▶ _Exercise brief_
Look through the records below for the word "scopes". Report how many lines have it, and only that number.

▶ _Data shown_
PR #1085, opened 2021-03-24
make cca creation not async

jennyf19:
@DavidParks8 thanks for the suggestion of making cca not async. i think this was done back it was a sample and needed for something else...as things moved to MSAL, we were able to remove that functionality out of id web. @jmprieur

### DIFF
--- a/src/Microsoft.Identity.Web/TokenAcquisition.cs
+++ b/src/Microsoft.Identity.Web/TokenAcquisition.cs
@@ -144,7 +144,7 @@ namespace Microsoft.Identity.Web
 
             try
             {
-                _application = await GetOrBuildConfidentialClientApplicationAsync().ConfigureAwait(false);
+                _application = GetOrBuildConfidentialClientApplication();
 
                 // Do not share the access token with ASP.NET Core otherwise ASP.NET will cache it and will not send the OAuth 2.0 request in
                 // case a further call to AcquireTokenByAuthorizationCodeAsync in the future is required for incremental consent (getting a code requesting more scopes)
@@ -210,7 +210,7 @@ namespace Microsoft.Identity.Web
 
             user = await GetAuthenticatedUserAsync(user).ConfigureAwait(false);
 
-            _application = await GetOrBuildConfidentialClientApplicationAsync().ConfigureAwait(false);
+            _application = GetOrBuildConfidentialClientApplication();
 
             string authority = CreateAuthorityBasedOnTenantIfProvided(_application, tenantId);
 
@@ -263,7 +263,7 @@ namespace Microsoft.Identity.Web
         /// for multi tenant apps or daemons.</param>
         /// <param name="tokenAcquisitionOptions">Options passed-in to create the token acquisition object which calls into MSAL .NET.</param>
         /// <returns>An authentication result for the app itself, based on its scopes.</returns>
-        public async Task<AuthenticationResult> GetAuthenticationResultForAppAsync(
+        public Task<AuthenticationResult> GetAuthenticationResultForAppAsync(
             string scope,
             string? tenant = null,
             TokenAcquisitionOptions? tokenAcquisitionOptions = null)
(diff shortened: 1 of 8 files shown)


src/Microsoft.Identity.Web/TokenAcquisition.cs
```diff
@@ -421,6 +417,8 @@ public async Task ReplyForbiddenWithWwwAuthenticateHeaderAsync(IEnumerable<strin
             httpResponse.StatusCode = (int)HttpStatusCode.Forbidden;
 
             headers[HeaderNames.WWWAuthenticate] = new StringValues($"{Constants.Bearer} {parameterString}");
+
+            await Task.CompletedTask.ConfigureAwait(false); // we don't want to take a breaking change right now. will be for 2.0
```
DavidParks8, line 421: This is one of those cases where the task should be returned instead of awaited.

src/Microsoft.Identity.Web/TokenCacheProviders/MsalAbstractTokenCacheProvider.cs
```diff
@@ -17,8 +17,7 @@ public abstract class MsalAbstractTokenCacheProvider : IMsalTokenCacheProvider
         /// Initializes the token cache serialization.
         /// </summary>
         /// <param name="tokenCache">Token cache to serialize/deserialize.</param>
-        /// <returns>A <see cref="Task"/> that represents a completed initialization operation.</returns>
-        public Task InitializeAsync(ITokenCache tokenCache)
+        public void Initialize(ITokenCache tokenCache)
```
DavidParks8, line 20: This is technically a breaking change. Is there anything special you need to do to rev the library version?

src/Microsoft.Identity.Web/TokenAcquisition.cs
jennyf19: yes...i talked w/ @jmprieur about this one and we are going to wait until we move to 2.* and take a breaking change. so this will come soon.

henrik-me:
We could start by deprecating and pointing to the updated functions?

henrik-me:
>         private IConfidentialClientApplication? _application;

imo, ahould use the lazy pattern

---
Refers to: src/Microsoft.Identity.Web/TokenAcquisition.cs:36 in 1281902. [](commit_id = 1281902b8991ae9c08c96cb56ac4cadd43bdfb66, deletion_comment = False)

src/Microsoft.Identity.Web/TokenCacheProviders/MsalAbstractTokenCacheProvider.cs
jennyf19: we are going w/henrik's suggestion and doing obsolete attributes so we don't have to take a major version right now.

jennyf19:
yes...good idea, i've fixed that.

---
In reply to: [806008756](https://github.com/AzureAD/microsoft-identity-web/pull/1085#issuecomment-806008756) [](ancestors = 806008756)

jennyf19:
>         private IConfidentialClientApplication? _application;

I'm just fixing this cca async issue, which will enable david to remove some code, i'm not going to work on something from that PR specifically.

---
In reply to: [806012208](https://github.com/AzureAD/microsoft-identity-web/pull/1085#issuecomment-806012208) [](ancestors = 806012208)

---
Refers to: src/Microsoft.Identity.Web/TokenAcquisition.cs:36 in 1281902. [](commit_id = 1281902b8991ae9c08c96cb56ac4cadd43bdfb66, deletion_comment = False)

jmprieur (approved):
LGTM. Thanks @jennyf19 
we'll implement default methods on the interface before releasing (to avoid a breaking change as we've added methods on the interface)

jennyf19:
@jmprieur I'll make a 2.* project board and start a running list of the breaking changes so we don't forget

▶ _Result of this task_
2